Tailored minimal reservoir computing: on the bidirectional connection between nonlinearities in the reservoir and in data
Davide Prosperino, Haochun Ma, Christoph Räth
TL;DR
This work investigates how to tailor reservoir computer nonlinearity to the intrinsic nonlinearity of data, using a minimal, deterministic RC framework with a tunable nonlinearity parameter. By introducing a fractional Halvorsen data generator and performing extensive minRC sweeps, the authors show that short-term predictions are maximized when the reservoir nonlinearity matches the data’s nonlinearity, and that the smallest data nonlinearity often dominates when multiple nonlinearities are present. They also demonstrate a practical method to estimate the minimal nonlinearity in unknown time series via nonlinearity sweeps and FT surrogate controls, validated on synthetic systems and financial data. Finally, the concept is transferred to classical RC by augmenting reservoir states with fractional nonlinearities, yielding improvements in hardware-limited scenarios where increasing reservoir size is impractical. Together, these results offer a principled route to design RCs that reflect the data’s complexity and to enhance RC performance with fractional nonlinear features in real-world, resource-constrained settings.
Abstract
We study how the degree of nonlinearity in the input data affects the optimal design of reservoir computers, focusing on how closely the model's nonlinearity should align with that of the data. By reducing minimal RCs to a single tunable nonlinearity parameter, we explore how the predictive performance varies with the degree of nonlinearity in the reservoir.
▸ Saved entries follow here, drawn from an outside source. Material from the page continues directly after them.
PR #1856, opened 2019-09-15
Close courtyard of Omron B3F-10xx tactile switch.

jmalloc:
This PR properly closes the courtyard of `SW_TH_Tactile_Omron_B3F-10xx` ([datasheet](https://omronfs.omron.com/en_US/ecb/products/pdf/en-b3f.pdf)), which prior to this fix results in the following DRC error:

drc

**This is the gap before:**

before

**And the completed shape as of this PR:**

after

---

- [ ] ~If there are matching symbol or 3D model pull requests, provide link(s) as appropriate~
- [x] Give a reason behind any intentional library convention rule violation. **Edit: as per the Travis build, square pad for pin 1 is not required for passive/bipolar devices. Either way, I have not modified this aspect of the footprint.**


chschlue:
Thanks for the fix.
Can you also change top and bottom courtyard to ±1.1mm to comply with [library requirements](http://kicad-pcb.org/libraries/klc/F5.3/) while you're at it?

chschlue:
Oh, and perhaps change top row pin numbers to 1, bottom to 2?
1-4 is not very useful for an SPST switch.

jmalloc:
> Can you also change top and bottom courtyard to ±1.1mm to comply with [library requirements](http://kicad-pcb.org/libraries/klc/F5.3/) while you're at it?

I'm happy to do this, but I can't see anywhere in those requirements that demands 1.1mm. I think the "default" clearance of 0.25mm applies here? (which is what the footprint currently has, as best I can tell).

> Oh, and perhaps change top row pin numbers to 1, bottom to 2?
> 1-4 is not very useful for an SPST switch.

Will do.

chschlue:
I also edited your comment instead of writing a new one... sorry.

But I hope the request is clear now.

jmalloc:
Oh, I see - 1.1mm from the grid origin... Got it in this last commit, I think :)

chschlue:
That's it.

Thanks for your contribution and sorry for my idiocy.

evanshultz:
@chschlue 
The pin number change was not correct and should be reverted. Datasheet clip:
image

Because either pin 1 and/or 2 and either 3 and/or 4 can be used, having discrete pin numbers gives the user the flexibility to route the board as they desire. Or both internally-connected pins can be connected together externally to give redundancy.

Note that I don't see a schematic symbol that suits this footprint if pins 3 and/or 4 should be connected, but that doesn't mean the footprint has an issue. It means we are missing a valuable symbol.

chschlue:
@evanshultz 
Fair point. Guess I should have had coffee before touching anything yesterday.

Note that this calls for at least two valuable symbols (e.g. [Panasonic](http://industrial.panasonic.com/cdbs/www-data/pdf/ATV0000/ATV0000CE5.pdf) has odd/odd and even/even connected, others use A/A', B/B'...) and many footprint fixes in Button_Switch_SMD and Button_Switch_THT.

poeschlr:
@evanshultz nearly all buttons in our lib have the same layout and yet still use the pin numbering as the change introduced. We also do not have a symbol that would represent the original numbering.

And yes i am aware that i just merged the revert commit.

PR #1863, opened 2019-09-18
Added Bourns 3362P potentiometer

gggfred:
Added Bourns 3362P vertical potentiometer
[Datasheet](https://www.bourns.com/docs/Product-Datasheets/3362.pdf)
bourns3362p
---


gmsotavio:
It's my first thoughts about your contribution.

Unless it's a bug in my FreeCAD, most of dimensions don't conform with KLC or event match those found in datasheet.

- [ ] Courtyard clearance must be 0.25mm, as per KLC F5.3 (http://kicad-pcb.org/libraries/klc/F5.3/);
image
image


- [ ] For rounded rectangle pads the corner size should be 25% with a maximum radius of 0.25mm, as per KLC F7.3 (http://kicad-pcb.org/libraries/klc/F7.3/);
image

- [ ] It would be better if the Fab elements were closed.
image

- [ ] Just my personal preference, but not required. I prefer the following orientation.
image

- [ ] I'm not sure, but I think that Fab elements shouldn't overlapping other features of the same layer. @poeschlr, can you give me a hint about this?
image

gggfred:
I have already changed the footprint by taking your suggestions, thanks for your comments, please check again and say if there are problems

myfreescalewebpage:
@gggfred I try to continue the review from this point:

- [ ] Silkscreen distance with pad should be at least 0.2mm. You should interrupt the lines when the silkscreen is too much closer to the pad. See for example "Potentiometer_Bourns_3266Z_Horizontal" in the lib
- [ ] Distance from F.Fab to F.CrtYd to be set to 0.25mm

Joel

PR #1879, opened 2019-09-27
Add Molex 47590-0001

jneiva08:
Datasheet: https://www.molex.com/pdm_docs/sd/475900001_sd.pdf

Screenshot:

micro-usb-ab

3d_1

3d_2

---


jneiva08:
F6.2: The footprint is a little forward because of the edge.
F7.5: Need advise to fix this, the pads is composed various shapes, I don't know if it was the best way to do.

poeschlr:
The side pads are not quite right. Might is suggested using a normal oblong (oval) pad plus a rectangle smd pad? (easier to get right and easier to check as stepup can import such a padshape) Also i think the square extension is not necessary on any other layer than the top side.

Screenshot from 2019-10-13 18-58-47

Move the pcb edge stuff to the edge cuts layer. (And close the fab outline properly to represent the part body.)
Screenshot from 2019-10-13 19-17-14

jneiva08:
@poeschlr , did you mean to change like this:
molex usb

poeschlr:
Yes

jneiva08:
@poeschlr , hope didn't wrongly interpreted the change have requestes.

micro_ab

poeschlr:
The two small smd pads with number 6 should not have paste as that would result in paste covering the large slot (could lead to production problems) At most a even smaller paste pad could be added that avoids the slot. (with a bit of clearance)

---

Footprint dimensions look good

Screenshot from 2019-10-21 19-58-56

jneiva08:
Have removed F.Paste from side pad's, have added small on with only F.Paste

Screenshot:
pad

poeschlr:
The paste pads should not have copper.

poeschlr:
thanks

jneiva08:
thanks

PR #330, opened 2022-11-18
Fix body type in JsonRequestOpts to allow string (and any other type supported by JSON.stringify)

swernerx:
We just started using this library. When sending over the library to TypeScript for building a production-ready library we see errors related to the `body` property of the `JsonRequestOpts` type defined in the runtime. The value of `body` is passed to `JSON.stringify` to send over to the server next. So all types supported by this method should be valid here. As `JSON.stringify` defines this first parameter to be `any`, I used the same here for `JsonRequestOpts`.

I verified that it works now by executing:

- npm run test:unit
- npm run build

Both worked without issues.

I also updated a few dependencies in here. Mostly very minor, but bumped TypeScript to v4.7. Later versions seem to have a breaking change and require some more modifications. Interestingly, the previous version lock file was locked to 4.8.4... I am not actually sure whether this is an issue.


swernerx:
Bildschirmfoto 2022-11-18 um 13 30 24

That's the error we got.

Xiphe:
Hey, thanks for taking the time to contribute. Could you help me understand the issue better by either sharing the part of the schema that causes this error or even better provide a test that replicates the issue?

swernerx:
I'm not very deep in this area of OpenAPI. 

This is one of the generated outputs from our schema files:

```code
/**
 * Change the state of an existing offer.
 */
export function offersSetState(tenant: string, id: string, ioEnpowerxResourcesV1OfferState: IoEnpowerxResourcesV1OfferState, opts?: Oazapfts.RequestOpts) {
    return oazapfts.fetchJson<{
        status: 200;
        data: IoEnpowerxResourcesV1Offer;
    } | {
        status: 400;
        data: any;
    } | {
        status: 401;
        data: any;
    } | {
        status: 403;
        data: any;
    } | {
        status: 404;
        data: any;
    } | {
        status: 409;
        data: any;
    } | {
        status: 429;
        data: any;
    } | {
        status: 500;
        data: any;
    } | {
        status: 501;
        data: any;
    } | {
        status: 503;
        data: any;
    } | {
        status: 400.0;
        data: any;
    } | {
        status: 400.1;
        data: any;
    } | {
        status: 409.2;
        data: any;
    }>(`/resources/v1/tenants/${encodeURIComponent(tenant)}/offers/${encodeURIComponent(id)}/state`, oazapfts.json({
        ...opts,
        method: "PUT",
        body: ioEnpowerxResourcesV1OfferState
    }));
}
```

This is the section from the schema file:

```code
"parameters": [
          {
            "name": "tenant",
            "description": "The tenant the offer belongs to.",
            "in": "path",
            "required": true,
            "type": "string"
          },
          {
            "name": "id",
            "description": "The ID identifying the offer in the tenant's scope.",
            "in": "path",
            "required": true,
            "type": "string"
          },
          {
            "name": "state",
            "description": "The state to set the offer to.",
            "in": "body",
            "required": true,
            "schema": {
              "$ref": "#/definitions/io.enpowerx.resources.v1.Offer.State"
            }
          }
        ],
```

The type is defined as:

```code
    "io.enpowerx.resources.v1.Offer.State": {
      "type": "string",
      "enum": [
        "STATE_UNSPECIFIED",
        "PREPARED",
        "OFFERED",
        "ACCEPTED",
        "DECLINED",
        "EXPIRED"
      ],
      "default": "STATE_UNSPECIFIED",
      "description": " - STATE_UNSPECIFIED: The offer state is unspecified.\n - PREPARED: The offer is ready but has not yet been sent to the customer.\n - OFFERED: The offer has been sent to the customer and is awaiting a response.\n - ACCEPTED: The customer accepted the offer.\n - DECLINED: The offer declined the offer.\n - EXPIRED: The offer has expired."
    },
```

That said... I wonder why `object` was used in the first place. Generally that's a pretty weak type anyway... and effectively we don't really have to limit it there as long as `JSON.stringify` can transform it into a string.

Xiphe:
Thanks for the feedback! I agree, object seems not optimal here. Will look into this next week.

swernerx:
I pushed a small update to fix merge conflicts.

Xiphe:
Sorry that I have not managed to look into this, having a busy week. But it's on my list.

Xiphe:
Sorry for the late response. 

I'm having troubles re-creating the issue based on only the `parameters` of your method. Could you provide the full method spec including "requestBody"? So that I can confirm that this is an actual issue within this library and not caused by a non-standard configuration creating artifacts.

Speaking of non-standard:
From what I see the `"in": "body"` is not part of the [specification](https://swagger.io/specification/#parameter-object) and I'm unsure how well oazapfts takes this.

swernerx:
As said, I am not an expert... or even knowledgeable regarding swagger. The swagger files we use are generated by a tool from a protobuf/GRPC implementation. I guess I pass your feedback to some more knowledgeable people in my company.

Other than that, I figure that the TS restriction to `object` still might not make too much sense. To change that to `any` and following the `JSON.stringify` specification should not hurt and aligns it with the API being used. Also, this does not change support for any of the existing tests.

BTW: Interestingly, some sources assume that `"in": "body"` is okay: See this screenshot from: https://editor.swagger.io/:
Bildschirm­foto 2022-11-29 um 21 38 40

I am not sure where this is defined... maybe something old/deprecated?

swernerx:
Our swagger files are hosted online: https://apis.enpowerx.io/swagger/ - I used all of these files individually and passed them through [oazapfts](https://github.com/cellular/oazapfts)

swernerx:
I created a small swagger reduction of the issue:

Input:

```json
{
  "swagger": "2.0",
  "info": {
    "title": "EnPowerX Contracting API",
    "version": "V2 Beta",
    "contact": {
      "name": "EnPowerX APIs",
      "url": "https://apis.enpowerx.io"
    }
  },
  "schemes": [
    "https",
    "http"
  ],
  "consumes": [
    "application/json"
  ],
  "produces": [
    "application/json"
  ],
  "paths": {
    "/tenants/{tenant}/contracting/v2/customers/{customer}/billing/contact/email": {
      "put": {
        "summary": "Change the email for all contracts of a specific customer.",
        "operationId": "ContractBilling_SetAllEmailAddresses",
        "responses": {
          "200": {
            "description": "A successful response.",
            "schema": {
              "type": "object",
              "properties": {}
            }
          }
        },
        "parameters": [
          {
            "name": "tenant",
            "description": "The customer's tenant.",
            "in": "path",
            "required": true,
            "type": "string"
          },
          {
            "name": "customer",
            "description": "The customer ID.",
            "in": "path",
            "required": true,
            "type": "string"
          },
          {
            "name": "email",
            "description": "The desired email address.",
            "in": "body",
            "required": true,
            "schema": {
              "type": "string",
              "required": [
                "email"
              ]
            }
          }
        ]
      }
    }
  }
}
```

Output:
```ts
export function contractBillingSetAllEmailAddresses(tenant: string, customer: string, body: string, opts?: Oazapfts.RequestOpts) {
    return oazapfts.fetchJson<{
        status: 200;
        data: {};
    }>(`/tenants/${encodeURIComponent(tenant)}/contracting/v2/customers/${encodeURIComponent(customer)}/billing/contact/email`, oazapfts.json({
        ...opts,
        method: "PUT",
        body
    }));
}
```

Xiphe:
You're right [v2.0 of the specification](https://swagger.io/specification/v2/) uses this notation for body parameters.

Xiphe:
Released as [`v4.3.1`](https://github.com/cellular/oazapfts/releases/tag/v4.3.1) thanks for the contribution 🎉

Xiphe:
Just realized `JsonRequestOpts` was also used for `form` serialization which suffers from the same issue but cant be fixed with only adjusting the type

swernerx:
I'm not sure what you mean right now? The generator runs successfully with v4.3.1 in any case. Is this another limitation in the current oazapfts, which currently does not affect us?

Xiphe:
No, this does not affect you as your body is JSON-serialized. Its just that the change you made initially also affected the parameters of the form serialization which would have failed to serialize a string so I've change the parameter type for that one.

Nothing to do for you, just wanted to add this here since the PR is referenced from the changeset.

PR #331, opened 2022-11-18
Format Path Parameters

Xiphe:
This aims to provide a non-breaking fix for https://github.com/cellular/oazapfts/issues/319 

But while working at it I realized that all the parameter formatting currently aims at query-strings and implicitly used defaults for them etc. 

I currently tend to not actually merge this but instead rework the parameter serialization again (flashback to https://github.com/cellular/oazapfts/pull/280) to be spec compliant for query, path, cookie and header parameters.

### DIFF
--- a/demo/api.ts
+++ b/demo/api.ts
@@ -542,10 +542,10 @@ export function getObjectParameters(
         commaArray,
         commaObject,
       }),
-      QS.space({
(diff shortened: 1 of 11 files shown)


Xiphe:
released as `4.3.1-formatted-path-params.1` so we can try this out.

To provide controlled testbeds, we generalize to the fractional Halvorsen system, a novel chaotic system with fractional exponents. Our experiments reveal that the prediction performance is maximized when the reservoir's nonlinearity matches the nonlinearity present in the data. In cases where multiple nonlinearities are present in the data, we find that the correlation dimension of the predicted signal is reconstructed correctly when the smallest nonlinearity is matched. We use this observation to propose a method for estimating the minimal nonlinearity in unknown time series by sweeping the reservoir exponent and identifying the transition to a successful reconstruction. Applying this method to both synthetic and real-world datasets, including financial time series, we demonstrate its practical viability. Finally, we transfer these insights to classical RC by augmenting traditional architectures with fractional, generalized reservoir states. This yields performance gains, particularly in resource-constrained scenarios such as physical reservoirs, where increasing reservoir size is impractical or economically unviable. Our work provides a principled route toward tailoring RCs to the intrinsic complexity of the systems they aim to model.